Drug firms need shot in the arm

Business Reporter
The production plants of the majority of local pharmaceutical firms require massive retooling after the World Health Organisation (WHO) classified them not suitable for producing medical drugs, a Government document says.

An analysis on the local manufacturing plants compliance with WHO Good Manufacturing Practice (GMP) standards by the United Nations Industrial Development Organisation  revealed that local manufacturing plants are not meeting the minimum standards.

The facilities were graded from A to C, with A being the highest grade denoting compliance with WHO-GMP standards and C being the lowest.

Of the eight companies in the local industry, only two attained a B-grade for compliance to WHO standards while six scored the C-grade, meaning the facilities are highly inadequate or unsuitable for pharmaceutical production.

“A reputation for quality manufacturing to international standards is necessary for the Zimbabwean pharmaceutical sector to become a major player in Africa.

“A programme of GMP upgrading of industry (plant refurbishments and improvements in Quality Management Systems) will be implemented,” read part of the Pharmaceutical Strategy in Zimbabwe (2021-2025) launched last week.

“In this regard, MCAZ will design a programme for enforcing minimum standards over an established period in order to promote quality improvements. An awareness-raising about concepts of Quality Assurance and skills training will also be undertaken.

“The drug development system will assist the sector to improve its international competitiveness as there will be a wider range of products to choose from.”

Despite having a fairly strong infrastructure base, the country’s pharmaceutical industry is operating way below its potential due to funding constraints.

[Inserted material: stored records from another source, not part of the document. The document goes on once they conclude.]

PR #198, opened 2016-10-04
Make it easier to swap out the loader, to allow for a custom loader

nathanmac:
Small PR which just moves the loader to a place where it can be easily overwritten to allow for custom loaders and adds a `LoadedInterface`

My particular use-case for this concerns some additional pre-processing steps necessary to allow the `.env` file to be readable, therefore requiring a custom loader with a minor addition to the existing loader, this would make it easier/cleaner to overwrite the loader in the `Dotenv` class.

### DIFF
--- a/src/Dotenv.php
+++ b/src/Dotenv.php
@@ -20,7 +20,7 @@ class Dotenv
     /**
      * The loader instance.
      *
-     * @var \Dotenv\Loader|null
+     * @var \Dotenv\LoaderInterface|null
      */
     protected $loader;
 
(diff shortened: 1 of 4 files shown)


danhunsaker:
Doesn't look like this change actually lets you supply your own loader instance at any point...  It just adjusts the abstraction a bit to call a method rather than directly construct anything inline.

nathanmac:
That's correct the idea was to remove the double instantiation so the get loader method could be overwritten in a single place, this appears to have been addressed in another PR vlucas/phpdotenv#215.

GrahamCampbell:
@nathanmac NB Futher improvements have been made in 3.x series. :)

Issue #196, opened 2016-09-09
A way to store values in $_ENV but not $_SERVER


benjaminkohl:
It was brought to our attention that the $_SERVER super global's contents are dumped to the browser console when a particular CMS is in development mode. While we only do this on the dev site, we'd still like to keep our DB credentials out of the browser console.

Is there a way to make dotenv put/get from $_ENV entirely and not make any changes to $_SERVER?

stedaniels:
See https://github.com/vlucas/phpdotenv/pull/200 this would mitigate this potential vulnerability in the CMS.  Hopefully it'll get merged.

GrahamCampbell:
Done in https://github.com/vlucas/phpdotenv/pull/300. See https://github.com/vlucas/phpdotenv#loader-customization for an example.

Issue #163, opened 2016-02-18
Allow read-only mode


barryvdh:
There has been some discussion about using putenv() and setting the $_ENV/$_SERVER vars, related to security and threads, eg #76 and #124, https://github.com/laravel/framework/pull/8187 and Twitter: https://twitter.com/weltling/status/700036432761659392 etc.

Those commonly revolve about setting (sensitive) data in the Environment variables. While usage in production is discouraged (through a small note in the end of the readme), it doesn't mention anything about security issues (like leaking data to other processes or turning up in dumps)

My guess is that this library is mainly used to READ files from both environment vars and the .env file, but for many cases doesn't really care about putting stuff back. So why not add a 'read only' mode:
- Loading vars loads all data in an internal cache, instead of putting them in Env vars
- Finding a var will use the cache as first source (eg `dotenv('DB_PASS')` instead of `getenv('DB_PASS')`)

(Similar to what @progmars suggested in https://github.com/vlucas/phpdotenv/issues/76#issuecomment-119975430 but also not using the `putenv` anymore).

This could be an optional flag, just like immutable.

barryvdh:
See this issue here about `putenv`: https://bugs.php.net/bug.php?id=71607 and the commenter here: http://php.net/manual/en/function.putenv.php#8496

So the issue has 2 parts:
 - `putenv` leaks vars to system processess, which could be unwanted.
 - $_ENV/$_SERVER can be printed by accident on wrongly configured systems.

Removing `putenv()` would prevent the first issue, but if you want to avoid the second case also, we need to remove that as well.

tuupola:
> putenv leaks vars to system processess, which could be unwanted.

This is how environment works on *NIX systems. It is a feature, not a bug.

There is nothing especially dangerous in storing sensitive information into environment than compared storing it somewhere else. Yes, if you dump your environment the information can be seen. In the same way if you dump stack trace, for example `PDOException`, the database credentials will be visible. It does not matter where you originally store them.

> While usage in production is discouraged

This is about using an `.env` file in production because it causes extra disk access, and not about using environment variables in production. Latter is quite common and is actually [encouraged](http://12factor.net/config).

weltling:
@tuupola your conclusions are wrong in a lot of ways.

- stable system is not about a potentially compromised system
- dumps you mention are not relevant in production
- "lib to use in dev only" is not about a "factor III in the 12 factor concept" or a general purpose lib, or the doc is wrong

Furthermore
[...]

PR #200, opened 2016-10-10
Allow configuration flags to be set within individual .env files

adam-prickett:


stedaniels:
@vlucas is anything needed to get this merged?  Or do you just not want to do this kind of thing and you're being polite by not saying? :-)  Being too busy too look at it is totally a valid reason.  (I've got three kids under three!)

cronfy:
I do not like the idea that .env file dictates to webserver where to store environment variables. It is also not flexible to put these settings in the .env file.

Why not just have a `load()` equivalent, that only returns array of env variables without touching `$_ENV/$_SERVER/putenv()`, e. g. `read()`? (also see #163).

tuupola:
I am against merging this patch. One should be able to do `$ source .env` and expect the shell to have same environment variables as PHP has after calling `$dotenv->load();`.

vlucas:
I don't like controlling phpdotenv itself with environment variables that it loads. This seems like something that should be in the PHP code or config instead.

schmunk42:
@vlucas I just came across the same issue, like https://github.com/vlucas/phpdotenv/issues/196; several frameworks also log $_SERVER which is populated with ENV variables.

Sure, $_SERVER contains critical values by default, but it should be up to the developer if he wants to *populate* $_SERVER or not.

The current hacky way is to sanitize $_SERVER manually.

cronfy:
I like the way it is solved here: https://github.com/josegonzalez/php-dotenv

```
$Loader = (new josegonzalez\Dotenv\Loader('path/to/.env'))
              ->parse();
```

Then array of options can either be returned via `toArray()` or populate env via `toEnv()`, but it is the developer who decides, where env variables go.

GrahamCampbell:
Replaced by https://github.com/vlucas/phpdotenv/pull/300. See https://github.com/vlucas/phpdotenv#loader-customization for an example.

PR #201, opened 2016-10-12
added support for null and boolean values

opichon:
To specify a null value, use the keyword `null`. To specify the boolean true value, use the keywords `true`, `yes,` `on`. To specify the boolean false value, use the keywords `false`, `no`, `off`. 

The keywords must be used without quotes.

If used with quotes, the actual string will be used instead.

### DIFF
--- a/src/Dotenv.php
+++ b/src/Dotenv.php
@@ -29,8 +29,6 @@ class Dotenv
      *
      * @param string $path
      * @param string $file
-     *
-     * @return void
      */
     public function __construct($path, $file = '.env')
     {
--- a/src/Exception/ExceptionInterface.php
+++ b/src/Exception/ExceptionInterface.php
@@ -7,5 +7,4 @@ namespace Dotenv\Exception;
  */
 interface ExceptionInterface
 {
-    //
 }
--- a/src/Exception/InvalidCallbackException.php
+++ b/src/Exception/InvalidCallbackException.php
@@ -9,5 +9,4 @@ use InvalidArgumentException;
  */
 class InvalidCallbackException extends InvalidArgumentException implements ExceptionInterface
 {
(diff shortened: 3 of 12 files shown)


GrahamCampbell:
Thanks, but this has already been discussed, and strings are fine. You just need to interpret them how you want when you use them.

opichon:
Sorry, I could not see the discussion in the issues. Where can I find it? I'd be interested in understanding the reasons why this aspect was decided against. I do notice that getenv always returns a string or a literal value, (eg `''` for null and `0` or `1` for booleans.

In any case, may I insist? To "interpret" the values is not very convenient, unfortunately. This is our use case:

We use symfony 2.8|3.1.

app config is stored in `app/config/config.yml` with entries such as:
``` yaml
# Swiftmailer Configuration
swiftmailer:
    transport:  "%mailer_transport%"
    host:       "%mailer_host%"
    username:   "%mailer_user%"
    password:   "%mailer_password%"
    encryption: %mailer_encryption%
    port:       "%mailer_port%"
    auth_mode: %mailer_auth_mode%
```

The parameters (eg `%mailer_encryption%`) are defined in our `.env` file as :

```
SYMFONY__MAILER_ENCRYPTION=null
```

Symfony automatically transforms evn vars prefixed with `SYMFONY__`` into the relevant parameter.

Unfortunately this does not allow for strings to be interpreted as null or boolean values. Note that using quotes or not makes no difference.

Now we could try and fix the symfony side of things, but it seems a lot easier to fix dotenv.

opichon:
I could only find this MR: https://github.com/vlucas/phpdotenv/pull/177 which is not quite the same as mine.

Could you at least point me to the relevant discussion so that I can understand the issue?

PR #209, opened 2016-11-18
Loader: streamline isComment()

jrchamp:
Skip using strpos() because we already know the string position that needs to be checked.

### DIFF
--- a/src/Loader.php
+++ b/src/Loader.php
@@ -147,7 +147,8 @@ class Loader
      */
     protected function isComment($line)
     {
-        return strpos(ltrim($line), '#') === 0;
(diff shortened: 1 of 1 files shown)


jrchamp:
Would have done it in one line, but Travis complained about PHP 5.3.

GrahamCampbell:
This fails for the empty string.

GrahamCampbell:
The current code works correctly, however this code will throw an error whenever only whitespace, or the empty string is passed.

jrchamp:
Technically, an empty string would never be passed to this function the way it is set up.

Please reopen this pull request so I can at least fix the tests.

Thank you.

PR #210, opened 2016-11-18
Dotenv: Unused Loader instance in __construct

jrchamp:
loadData() will always create a Loader instance, so creating one in Dotenv::__construct() is only useful for Validate.

Hopefully travis agrees.

### DIFF
--- a/src/Dotenv.php
+++ b/src/Dotenv.php
@@ -35,7 +35,9 @@ class Dotenv
     public function __construct($path, $file = '.env')
     {
         $this->filePath = $this->getFilePath($path, $file);
-        $this->loader = new Loader($this->filePath, true);
+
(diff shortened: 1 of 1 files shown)


GrahamCampbell:
Hmm. Not sure this is the best fix actually.

GrahamCampbell:
I think we have a more fundamental design problem here.

jrchamp:
Completely agree that this is not the best fix. This only makes it more clear what is happening whereas right now, it's somewhat misleading. Feel free to close this out when you have a better solution. If you can, please link to that better solution here.

vlucas:
Just merged #215 which fixes this problem in `loadData`.

jrchamp:
Thanks @vlucas, closing.

PR #211, opened 2016-11-26
no return comment __construct

nicolas-wallerand:


GrahamCampbell:
We prefer to always put the return annotation in order to differentiate between actually returning nothing, and just forgetting to document the return type.

nicolas-wallerand:
return type does not match

A number of parameters, their names or types  (if any) in PHPDoc comment do not match the respective function or method declaration.

but https://github.com/phpDocumentor/fig-standards/blob/master/proposed/phpdoc.md#715-return

[functions and methods without a return value: the @return tag MAY be omitted here, in which case an interpreter MUST interpret this as if @return void is provided.]

GrahamCampbell:
The return type does match. That function has do return statement, so it doesn't return anything.

I'm not sure what you mean by quoting those docs? They don't back up your point?

GrahamCampbell:
Locking since this discussion isn't useful.

PR #212, opened 2016-11-28
Loader: streamline isComment() with whitespace test

jrchamp:
Note: `isset()` is a language construct and therefore does not incur the overhead of a true function call.

Supersedes #209.

### DIFF
--- a/src/Loader.php
+++ b/src/Loader.php
@@ -147,7 +147,9 @@ class Loader
      */
     protected function isComment($line)
     {
-        return strpos(ltrim($line), '#') === 0;
+        $line = ltrim($line);
+
+        return isset($line[0]) && $line[0] === '#';
     }
 
     /**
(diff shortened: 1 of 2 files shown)


src/Loader.php
```diff
@@ -147,7 +147,8 @@ protected function readLinesFromFile($filePath)
      */
     protected function isComment($line)
     {
-        return strpos(ltrim($line), '#') === 0;
+        $line = ltrim($line);
```
GrahamCampbell: Please add a newline after this.

src/Loader.php
```diff
@@ -147,7 +147,8 @@ protected function readLinesFromFile($filePath)
...
+        return (isset($line[0]) && $line[0] === '#');
```
GrahamCampbell: No need for the outer set of brackets please.

jrchamp:
Changes applied as requested.

GrahamCampbell:
Thanks.

PR #444, opened 2023-04-07
Land gen tweaks

seriousCoolness:
Tweaked a few values in the LandGenSettings and MSNoiseParameters to make the terrain gen less flat, and more interesting to navigate.


Dweblenod:
Make sure to add to the CHANGELOG file!

kirderf1 (approved):
Looks all good and I'd be fine merging this as it is.

If you want to do some more experimenting, it might be interesting to have a higher angle for rough terrain than for normal terrain.
Is that something you want to look into before I merge?

seriousCoolness:
Nah, I am satisfied with the state of it for now. It’s a good idea for after 4/13, though. Go ahead and merge it.

PR #445, opened 2023-04-08
Structure nbt defined shadewood trees and Shade rough biome tweaks

Dweblenod:
Adding 4 manually built "ornate" shadewood trees made by Carnie and tweaked oil pool/shade stone blob frequency


src/main/java/com/mraof/minestuck/world/gen/feature/MSPlacedFeatures.java
kirderf1, line 1: Realized that the oil pool and shade stone block blob (and maybe others?) additions doesn't seem to already be mentioned in the changelog. Perhaps something that should be mentioned there?

kirderf1 (approved):
Other than the thing that may be missing from the changelog, this looks fine. Feel free to merge after the potential changelog addition.

src/main/java/com/mraof/minestuck/world/gen/feature/MSPlacedFeatures.java
Dweblenod: Since the oil pool and shade block blobs were added in this Update, it didnt seem like there needed to be a changelog for tweaks to something yet to be in the mod

Dweblenod (commented):
Found unexpected issues with the structure defined trees when placed as saplings

src/main/java/com/mraof/minestuck/world/gen/feature/MSPlacedFeatures.java
kirderf1: Yeah, the tweaking of the features shouldn't be in the changelog for that reason. But the addition of the features should be in the changelog. (Which was previously missed)

PR #449, opened 2023-04-09
Entry cleanup

kirderf1:
Code cleanup for entry-related code. Ideally fixing performance-related problems as well.

Not yet sure if it will be ready for 4/13.


Dweblenod:
I have no issues with implementing what youve made so far!

src/main/java/com/mraof/minestuck/entry/PostEntryTask.java
```diff
@@ -26,7 +23,7 @@
 	 * The maximum amount of time (in milliseconds) to spend updating blocks,
 	 * before leaving the rest for the next game tick.
 	 */
-	private static final long MIN_TIME = 20;
+	private static final long MIN_TIME = 15;
```
Dweblenod, line 26: Is it possible to have something similar for the pre entry section?

Dweblenod (approved):
I didnt test it in a dedicated server but it looks good when testing single player! In the future it seems like it would make sense to spread the pre entry process over several ticks(would need some logic to help prevent block duplication I imagine)

PR #454, opened 2023-04-13
Updated Rainbow Tree Textures

akisephila:
Updated Rainbow Leaves, Logs, Planks, and Saplings, textures by Carnie. 
:33 < couldnt be bothered to make a new branch for this so here
:33 < accidentally made a pr to the wrong branch


kirderf1 (commented):
Too bad that the sapling lost its rgb visual properties. However with the properties removed visually, I don't think it makes much sense to keep the properties in the block. As such, I believe that these should be removed unless the sapling is changed to use these properties again.

With the release of 1.10.0.0, the changelog entry should be moved to the top since this PR didn't get merged into that update.

A slight worry I have with the current textures and animations is that it might become a bit more homogeneous than otherwise intended. Not necessarily something that needs changing though.

CHANGELOG.md
```diff
@@ -11,6 +11,14 @@ The format is based on [Keep a Changelog](https://keepachangelog.com/en/1.1.0/).
 - Added 75 more blocks to the default atheneum list.
 - Transportalizer particle
 
+### Changed
+
+- Updated textures for Rainbow Logs, Planks, Leaves and Saplings
+
+### Removed
+
+- Removed unused blockstates and models for the Rainbow Sapling
```
kirderf1, line 20: Calling them unused is a bit misleading since they weren't unused before this update. Perhaps phrase it as a change to a simpler growth process without colored state properties?

CHANGELOG.md
```diff
@@ -25,7 +33,7 @@ The format is based on [Keep a Changelog](https://keepachangelog.com/en/1.1.0/).
 
 ### Contributors for this release
 
-- kirderf1, Caldw3ll, Dweblenod, Riotmode
+- kirderf1, Caldw3ll, Dweblenod, Riotmode, Carnie, Akisephila
```
kirderf1, line 36: That update has been released already, so I recommend you merge 1.19 and then move the changelog and contributors to the new unreleased block at the top

kirderf1 (approved):

src/main/java/com/mraof/minestuck/block/MSBlocks.java
```diff
@@ -290,7 +291,7 @@ private static Block coalOre(BlockBehaviour.Properties properties)
 	public static final RegistryObject<Block> SHADEWOOD_LEAVES = REGISTER.register("shadewood_leaves", () -> new FlammableLeavesBlock(Block.Properties.of(Material.LEAVES).strength(0.2F).randomTicks().sound(SoundType.GRASS).noOcclusion().isValidSpawn(MSBlocks::leafSpawns).isSuffocating(MSBlocks::never).isViewBlocking(MSBlocks::never)));
 	public static final RegistryObject<Block> SHROOMY_SHADEWOOD_LEAVES = REGISTER.register("shroomy_shadewood_leaves", () -> new FlammableLeavesBlock(Block.Properties.of(Material.LEAVES).strength(0.2F).randomTicks().lightLevel(state -> 11).sound(SoundType.GRASS).noOcclusion().isValidSpawn(MSBlocks::leafSpawns).isSuffocating(MSBlocks::never).isViewBlocking(MSBlocks::never)));
 	
-	public static final RegistryObject<BushBlock> RAINBOW_SAPLING = REGISTER.register("rainbow_sapling", () -> new RainbowSaplingBlock(Block.Properties.of(Material.PLANT).noCollission().randomTicks().strength(0).sound(SoundType.GRASS)));
+	public static final RegistryObject<BushBlock> RAINBOW_SAPLING = REGISTER.register("rainbow_sapling", () -> new SaplingBlock(new RainbowTree(), Block.Properties.of(Material.PLANT).noCollission().randomTicks().strength(0).sound(SoundType.GRASS)));
```
Dweblenod, line 294: The only issue I have with this is that the SaplingBlock cannot survive on wool or terracotta. The Feature that places the rainbow trees checks to see whether a rainbow sapling would be capable of being placed on the ground and since theres never a dirt material there for it to pick from, there ends up being no trees in the land. You may need to reimplement RainbowSaplingBlock and make it match closer to AspectSaplingBlock or EndSaplingBlock

kirderf1: Ah right, I forgot about that when I originally suggested replacing the block class with `SaplingBlock`. But yeah, the solution is to reintroduce `RainbowSaplingBlock`, but extending `SaplingBlock` and only overriding whatever it needs to change the supported ground block.

kirderf1:
Was just reminded of this PR. Shall we set someone on fixing the sapling problem Dweblenod pointed out so that we can finally get this merged?

kirderf1:
With no update or activity for a while and a new release coming up, I'll take care of that myself then.

PR #457, opened 2023-04-14
Client cache cleanup

kirderf1:
Better handling of access to grist caches client-side, as well as fixing client-side problems relating to the cache limit.


Dweblenod:
Do you need help testing it in-game?

kirderf1:
Yeah, that would be appreciated.

Dweblenod:
Grist picked up off the ground that are entering the gutter do not provide a toast. Is this intended behavior?

Dweblenod:
When testing in a fresh dedicated server setting, I could not trigger any bugs while connected to myself. However as was discussed on Discord, an old world had an issue where the build grist was higher than the cache should have allowed as the players grist set was established before the cache was in place

kirderf1:
> However as was discussed on Discord, an old world had an issue where the build grist was higher than the cache should have allowed as the players grist set was established before the cache was in place

My approach implemented in KingBalDoro#9 when a cache is already over capacity is to let it sit there and have the cache behave as if it currently was at max capacity for that grist type, neither discarding or sending away any of that grist. I suppose the grist cache screen should follow that behavior as well, drawing the bar as if it was full even when it's overfull.

> Grist picked up off the ground that are entering the gutter do not provide a toast. Is this intended behavior?

Yeah, problems with what toasts should show when the gutter gets involved were noticed during my review of the original gutter PR, but without enough time to adress it.
While it should change from how it behaves right now, I lack a vision for how it should actually behave.

Dweblenod:
> Yeah, problems with what toasts should show when the gutter gets involved were noticed during my review of the original gutter PR, but without enough time to adress it. While it should change from how it behaves right now, I lack a vision for how it should actually behave.

Making a Post in Discord with a suggestion to make a grist gutter Toast icon to show that its going to the gutter

src/main/java/com/mraof/minestuck/client/gui/MinestuckScreen.java
```diff
@@ -47,10 +44,10 @@ public void drawGrist(PoseStack poseStack, int xOffset, int yOffset, int xcor, i
 		//Show the name of the grist instead of the count if displaying a tooltip
 		boolean showName = false;
 		GristType tooltipType = null;
-		GristSet clientGrist = ClientPlayerData.getClientGrist();
-		int clientRung = ClientPlayerData.getRung();
-		long cacheLimit = Echeladder.getGristCapacity(clientRung);
-
+		ClientPlayerData.ClientCache cache = ClientPlayerData.getGristCache(ClientEditHandler.isActive() ? ClientPlayerData.CacheSource.EDITMODE : ClientPlayerData.CacheSource.PLAYER);
+		GristSet clientGrist = cache.set();
+		long cacheLimit = cache.limit();
```
Dweblenod, line 49: Perhaps we should put the GristTorrent icon next to the number if its in the process of downloading grist from the gutter

Dweblenod (approved):
Made a PR to fix the grist gutter toast situation, and earlier made a review comment suggesting we move the location of the grist torrent icon, but other than that I think its good to go!

src/main/java/com/mraof/minestuck/client/gui/MinestuckScreen.java
kirderf1: For this, I think we would need to sync which types of grist exist in the gutter, and have the torret icon display when the type in question exists in the gutter, as well as the cache is under capacity. This would then display for all grist types that *could* be sent from the gutter. We could of course instead consider displaying something when it actually gets sent.
Regardless, I think that it's outside the scope of this PR and could be looked at by someone after this.

PR #458, opened 2023-04-14
Editmode and atheneum fixes

seriousCoolness:
Added additional blocks to the atheneum and changed the order to be less cluttered looking.
Fixed bug where players in editmode could not break multiblock machines.


kirderf1 (approved):
Looks fine, though I only skimmed through the atheneum changes. (Which I doubt need a thorough review)

src/main/java/com/mraof/minestuck/computer/editmode/DeployList.java
```diff
@@ -77,71 +77,145 @@ public static void registerItems()
 		registerItem("card_punched_card", new GristSet(GristTypes.BUILD, 25), null, 0, config(MinestuckConfig.SERVER.deployCard), (sburbConnection, world) -> AlchemyHelper.createCard(new ItemStack(MSItems.CAPTCHA_CARD.get()), true), EntryLists.DEPLOY);
 		
 		//Atheneum
-		registerItem("stone", new ItemStack(Blocks.STONE), new GristSet(GristTypes.BUILD, 1), 0, EntryLists.ATHENEUM);
```
Dweblenod, line 80: Do you think it would make sense to add dirt/grass/stone to the atheneum but on a later tier? That way they cant be exploited at first but are still available. Or do you think its best to focus on blocks that must be crafted?

seriousCoolness: I think that dirt, stone, and grass would still be too overpowered to use, even at 4th or 5th tier.

Dweblenod (approved):

PR #459, opened 2023-04-14
Minestuck Particles registry and transportalizer particle

Dweblenod:
Deferred registry for new particles, first of which is the transportalizer particle made by Riotmode

Transportalizer particle plays at both the entry and exit 'portalizers


src/main/java/com/mraof/minestuck/client/particle/MSParticleType.java
```diff
@@ -0,0 +1,32 @@
...
+import net.minecraftforge.registries.RegistryObject;
+
+@Mod.EventBusSubscriber(modid = Minestuck.MOD_ID, bus = Mod.EventBusSubscriber.Bus.MOD, value = Dist.CLIENT)
+public class MSParticleType
+{
+	public static final DeferredRegister<ParticleType<?>> REGISTER = DeferredRegister.create(ForgeRegistries.PARTICLE_TYPES, Minestuck.MOD_ID);
+	
+	public static final RegistryObject<SimpleParticleType> TRANSPORTALIZER = REGISTER.register("transportalizer", () -> new SimpleParticleType(false));
+	
+	@OnlyIn(Dist.CLIENT)
```
kirderf1, line 24: This should generally be avoided in mod code. I recommend separating client-only code (particle provider registration) from common code (the register and transportalizer particle type), so that the common code isn't stored in the client package.

src/main/java/com/mraof/minestuck/client/particle/MSParticleType.java
```diff
@@ -0,0 +1,32 @@
...
+	@SubscribeEvent
+	public static void registerFactories(RegisterParticleProvidersEvent event)
+	{
+		ParticleEngine particles = Minecraft.getInstance().particleEngine;
+		
+		particles.register(MSParticleType.TRANSPORTALIZER.get(), TransportalizerParticle.Provider::new);
```
kirderf1, line 30: There's an `event.register()` function that I think you're meant to be using.

src/main/java/com/mraof/minestuck/client/particle/TransportalizerParticle.java
```diff
@@ -0,0 +1,54 @@
...
+	}
+	
+	@Override
+	public void tick()
+	{
+		super.tick();
+		setSpriteFromAge(this.spriteSet);
+	}
+	
+	@OnlyIn(Dist.CLIENT)
```
kirderf1, line 36: Not meant to be used in mod code

kirderf1 (changes requested):

src/main/java/com/mraof/minestuck/client/particle/MSParticleType.java
Dweblenod: Should I move MSParticleTypes to a different package? If so what should be left in the client package?

kirderf1: Yeah, that'd be good. Since the particle provider should only be registered client-side, that's what should remain in the client package. If you want, you could try putting that function in `ClientProxy` until it grows large enough to warrant its own class.

src/main/java/com/mraof/minestuck/client/particle/TransportalizerParticle.java
Dweblenod: Deleting it

src/main/java/com/mraof/minestuck/client/particle/MSParticleType.java
Dweblenod: Changed to use event.register()

src/main/java/com/mraof/minestuck/client/particle/MSParticleType.java
Dweblenod: Ended up creating a new package, let me know if you find how its organized now suitable

src/main/java/com/mraof/minestuck/blockentity/TransportalizerBlockEntity.java
```diff
@@ -167,9 +177,19 @@ protected void teleport(Entity entity)
 				return;
 			}
 			
-			entity = Teleport.teleportEntity(entity, (ServerLevel) destTransportalizer.level, destination.pos().getX() + 0.5, destination.pos().getY() + 0.6, destination.pos().getZ() + 0.5, entity.getYRot(), entity.getXRot());
+			ServerLevel originServerLevel = (ServerLevel) this.level;
+			ServerLevel destinationServerLevel = (ServerLevel) destTransportalizer.level;
```
kirderf1, line 181: Just `originLevel` and `destinationLevel` should be enough.

src/main/java/com/mraof/minestuck/client/particle/MSParticleType.java
kirderf1: It's kind of the opposite problem with `TransportalizerParticle` now. Since I doubt that the common side of particles won't grow beyond `MSParticleTypes`, it might be better to put that specific class in util instead, and make a particle package in client for `TransportalizerParticle` (and future particle classes of that kind)

src/main/java/com/mraof/minestuck/blockentity/TransportalizerBlockEntity.java
Dweblenod: Reorganized

src/main/java/com/mraof/minestuck/client/particle/MSParticleType.java
Dweblenod: Let me know if I got it how you want it!

kirderf1 (approved):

Companies such as Caps Pharmaceuticals, which used to produce about 65 percent of the country’s medical supplies, have been operating below their capacity due to lack of adequate working capital.

The new policy seeks to boost local production of pharmaceutical products to reduce over-reliance on imports, which presents a huge potential risk to health security.

The country imports nearly 90 percent of pharmaceutical products. Production of essential drugs is expected to double to 60 percent by 2025 while revenue is projected to increase to US$150 million from about US$32 million.

This would be supported by private and public investments amounting to US$45 million. About US$43 million is needed for upgrading factories and product development while US$2 million is for infrastructure.

The Pharmaceutical Sector Revitalisation Fund will also be set up to provide funding for the development of the sector.

The roadmap would be anchored on key pillars namely research and  development, expedited registration processes of new pharmaceutical products, export orientation, compliance with good manufacturing practices and State support.

The local pharmaceutical industry consists of nine pharmaceutical companies which are CAPS Pharmaceuticals, Varichem Pharmaceuticals, Pharmnova, Datlabs, Plus Five Pharmaceuticals, ZimPharm Graniteside and Gulf Drug.

Ecomed produces veterinary products.